4kq rear tie rod removal

QSHIPQ at aol.com QSHIPQ at aol.com
Sun Dec 8 10:10:18 EST 2002

[ Picked text/plain from multipart/alternative ]
The best way to release this is to apply heat to the inside of the subframe
nut.  I presume if you are removing it you are replacing it.  If so, you can
heat the crap out of it (butane torche =- 14usd).  If not, you want to apply
some heat (before you smell the rubber bushing melting), then alternate with
some rust-bust.  Be patient, all bolts on audis come off without cheater
bars, btdt.  Sounds to me like maybe the innner tie rod sleeve has welded
itself to the bolt, in which case, life isn't going to be fun.  Does the tie
rod move up and down freely, or does is spring back to rest position.  If the
latter occurs you are good, if it doesn't, the sleeve is welded to the bolt.
That is just no darn fun, btdt, you have to use cutting wheel.

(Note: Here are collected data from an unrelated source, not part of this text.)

PR #555, opened 2023-08-01
Ll/testing

llamb-jump:


src/ballet/base64/Local.mk
```diff
@@ -0,0 +1,3 @@
+$(call add-hdrs,fd_base64.h)
```
mmcgee-jump, line 1: This is test only code right? Prefer to have this in a test lib than shipping as part of ballet.

src/test/frank-single-transaction.sh
```diff
@@ -0,0 +1,56 @@
...
+# bash strict mode
+set -euo pipefail
+IFS=$'\n\t'
+SCRIPT_DIR=$( cd -- "$( dirname -- "${BASH_SOURCE[0]}" )" &> /dev/null && pwd )
+cd "${SCRIPT_DIR}/../../"
+
+# create test configuration for fddev
+TMPDIR=$(mktemp -d)
+cat > ${TMPDIR}/config.toml <<EOM
+[development]
```
mmcgee-jump, line 12: Might be better to have the actual file in the test dir?

src/test/frank-single-transaction.sh
```diff
@@ -0,0 +1,56 @@
...
+    interface = "veth_test_xdp_0"
+[layout]
+    affinity = "0-9"
+    verify_tile_count = 2
+    bank_tile_count = 2
+EOM
+export FIREDANCER_CONFIG_TOML=${TMPDIR}/config.toml
+
+# acquire and initialize everything to build
+echo y | ./deps.sh
```
mmcgee-jump, line 27: Can use richies composite deps.sh step instead of having this in here (I think it's cleaner for a few reasons, another one being you can run this on your checkout without it kinda overwriting things)

src/test/frank-single-transaction.sh
```diff
@@ -0,0 +1,56 @@
...
+git submodule init
+git submodule update
```
mmcgee-jump, line 29: I think the github checkout action is recursive so don't need this?

src/test/frank-single-transaction.sh
```diff
@@ -0,0 +1,56 @@
...
+
+# Make absolutely sure we're working with a clean build directory
+# TODO: make clean does not delete everything in the build directory
+rm -rf build
```
mmcgee-jump, line 33: Shouldn't need this if the firecracker dir will get blown away every test run?

src/test/frank-single-transaction.sh
```diff
@@ -0,0 +1,56 @@
...
+
+# build
+./contrib/make-j
```
mmcgee-jump, line 36: Can we have this also part of the make_test.yml steps instead of in here?

src/test/frank-single-transaction.sh
```diff
@@ -0,0 +1,56 @@
...
+
+# start fddev, send a single transaction, and if everything works return 0
+FDDEV=./build/native/gcc/bin/fddev
+TEST_QUIC_TXN=$(find -name test_quic_txn -type f -executable)
```
mmcgee-jump, line 40: should always be in unit-test dir?

mmcgee-jump (approved):

src/test/frank-single-transaction.sh
llamb-jump: Addressed in https://github.com/firedancer-io/firedancer/pull/586 - In the future I would like to have a script we can run after a clean checkout that handles all the dependencies, building, and does a smoke test.

src/test/frank-single-transaction.sh
llamb-jump: addressed in https://github.com/firedancer-io/firedancer/pull/586

src/test/frank-single-transaction.sh
llamb-jump: addressed in https://github.com/firedancer-io/firedancer/pull/586

src/test/frank-single-transaction.sh
llamb-jump: addressed in https://github.com/firedancer-io/firedancer/pull/586

src/test/frank-single-transaction.sh
```diff
@@ -0,0 +1,56 @@
...
+set +e
+# TODO: this is flakey run give it multiple chances
+for i in {1..10}; do
+    sudo /home/runner/firedancer-opts/build/native/gcc/bin/fd_shmem_cfg fini || true
```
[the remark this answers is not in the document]
llamb-jump: Agreed and address in https://github.com/firedancer-io/firedancer/pull/586.

This line is required because without it we get bad magic errors, once we address the underlying issue we can remove it entirely.

I believe the line is currently required because the firecracker runner service uses an older binary included in the snapshot https://github.com/firedancer-io/ci-builder-fedora/blob/master/root/opt/run.sh#L5.

src/ballet/base64/Local.mk
llamb-jump: Good catch I'll follow up with ya offline on that.

src/test/frank-single-transaction.sh
llamb-jump: The underlying motivation is to explicitly guarantee the configuration at runtime, if we can do that another way let's do it.

PR #561, opened 2023-08-02
sandbox: rework open file descriptor closing

mmcgee-jump:
It makes more sense for tiles to specify what file descriptors they expect to be open, not to just randomly close stuff and hope its secure.

### DIFF
--- a/src/app/fdctl/run.c
+++ b/src/app/fdctl/run.c
@@ -106,9 +106,15 @@ tile_main( void * _args ) {
 
   if( FD_UNLIKELY( args->tile->init ) ) args->tile->init( &frank_args );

Since you are already in there, heat is going to be your best ally.  As you
found out, that bracket can't take  "cheater" bar kind of force, and you now
risk having to fix that bracket as well, since it's a key part of rear toe.
The measures on both brackets are identical as far as triangulation, so it
shouldn't be too hard to see if it's within tie rod adjustment range.  If you
elongated the hole, you can repair it by welding a washer (SAE spec give good
tight tolerances on metric bolts) to that bracket.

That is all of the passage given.